Check the validity period of the certificate6 Why can't you see the created DataWay in the foreground¶
6.1 Common Cause Analysis¶
- The Dataway service does not function properly after being deployed to the server.
- Data service configuration file error, not configured for correct listening, workspace token information.
- The dataway service is running incorrectly, which can be located by looking at the dataway log.
- The server where Dataway is deployed cannot communicate with the kodo service. (Including the correct parsing of the df-kodo service that the dataway server did not add to the hosts)
- kodo service exception, which can be confirmed by viewing kodo service log.

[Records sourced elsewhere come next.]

PR #332, opened 2019-08-05
Add link to amp.dev docs for Signed Exchanges in AMP Packager Readme.

### LINKED ISSUE #305: Add link to amp.dev docs
README.md should link to https://amp.dev/documentation/guides-and-tutorials/optimize-and-measure/signed-exchange somewhere.

Gregable:
Fixes #305.

Please verify when reviewing that `master`, rather than `releases` is the correct branch to pull this into.

### DIFF
--- a/README.md
+++ b/README.md
@@ -1,7 +1,7 @@
 # AMP Packager
 
 AMP Packager is a tool to [Serve AMP using Signed Exchanges](https://amp.dev/documentation/guides-and-tutorials/optimize-and-measure/signed-exchange/) which in turn [improves AMP
-URLs](https://amp.dev/documentation/guides-and-tutorials/optimize-and-measure/signed-exchange/).
+URLs](https://blog.amp.dev/2018/11/13/developer-preview-of-better-amp-urls-in-google-search/).
 By running it in a proper configuration, web publishers may (eventually) have
 origin URLs appear in AMP search results.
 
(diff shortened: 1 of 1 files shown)


README.md
```diff
@@ -1,15 +1,15 @@
 # AMP Packager
 
-AMP Packager is a tool to [improve AMP
-URLs](https://www.ampproject.org/latest/blog/developer-preview-of-better-amp-urls-in-google-search).
+AMP Packager is a tool to [Serve AMP using Signed Exchanges](https://amp.dev/documentation/guides-and-tutorials/optimize-and-measure/signed-exchange/) which in turn [improves AMP
+URLs](https://amp.dev/documentation/guides-and-tutorials/optimize-and-measure/signed-exchange/).
```
twifkak: I like leading with the purpose, the intended effect of fixing AMP URLs, and following with the means (signed exchanges). I'd also lean towards not having two links to the same URL in the same sentence; the user will probably click both not realizing they're the same (or at least hover, costing time). So, e.g.

```
AMP Packager is a tool to [improve AMP URLs](https://amp.dev/documentation/guides-and-tutorials/optimize-and-measure/signed-exchange/)
by serving AMP using signed exchanges.
```

FWIW the second para goes into detail on signed exchanges, so the mention might not be necessary in the first para, but I'm okay with it either way.

Gregable: Oops. I meant to change the 2nd link to the correct blog post, rather than have them both be the same. If you'd prefer, I can just remove it.

Issue #93, opened 2018-09-13
Support short-term cert expiry


twifkak:
Currently, `amppkg` only loads the cert file at startup. If it expires while the packager is running, the packager continues to sign with it and serve it. Instead, it should attempt to reload automatically starting a few days before expiry, and continuing at some regular interval until no longer imminently expiring. If the cert is expired, it should stop signing exchanges, and log a warning.

In addition, it should serve the cert-url with an http expiry no longer than the cert expiry (as a follow-up to #85).

twifkak:
This will be much more important as of WICG/webpackage#383.

twifkak:
Restarting the server every 90 days is an option. Perhaps not a particularly pleasant one, but perhaps not so bad in this world of coordinated containers.

twifkak:
I believe cert renewals will have a different cert-sha256 (confirm this) and hence a different cert-url and generate different signatures. If so, we should decide whether to continue serving the old cert at the old URL (up until expiry). We may get a timeline like:

 1. AMP cache requests SXG, amppkg provides.
 2. amppkg has new cert.
 3. AMP cache requests cert-url, amppkg 404s.

There may be an arbitrary amount of time between (1) and (3), though likely usually small. Though the AMP cache is free to respond to the 404 by doing a GOTO 1.

I'm leaning to 'no' for simplicity, since AMP Caches have some workarounds available.

Alternatively, maybe we should reconsider data: cert-urls.

twifkak:
Update:

 - We should support hosting old and new cert at same time. (Does this mean we'll need to change the toml to allow a list of cert paths?)
 - Optional: Allow adding new cert without restarting. (Either inotify or SIGUSR1.)
 - Required, but later is ok: Integrate an ACME client library.

twifkak:
Sorry for the noise; changing things back since I see from the comments there is other stuff than just the tests. Split the tests off into #433 since that seems fixit-sized.

PR #338, opened 2019-08-20
Packager config mods

banaag:
Changes to amppackager toml file to accommodate ACME config changes.

Addresses #93

### DIFF
--- a/packager/util/config.go
+++ b/packager/util/config.go
@@ -24,13 +24,17 @@ import (
 )
 
 type Config struct {
-	LocalOnly bool
-	Port      int
-	CertFile  string // This must be the full certificate chain.
-	KeyFile   string // Just for the first cert, obviously.
-	OCSPCache string
+	LocalOnly	bool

- The-df-kodo ingress service is not configured correctly. The specific performance is that it cannot be accessed
http|https://df-kodo.<xxxx>:<port>
7 Why can't you use the dial test service¶
7.1 Cause analysis¶
- The deployed Guance application is in an offline environment, and the physical node network environment cannot leave the network. (More common)
- Self-built detection node network anomaly.
- Regional vendor network exception.
- Error in creating dialing test task.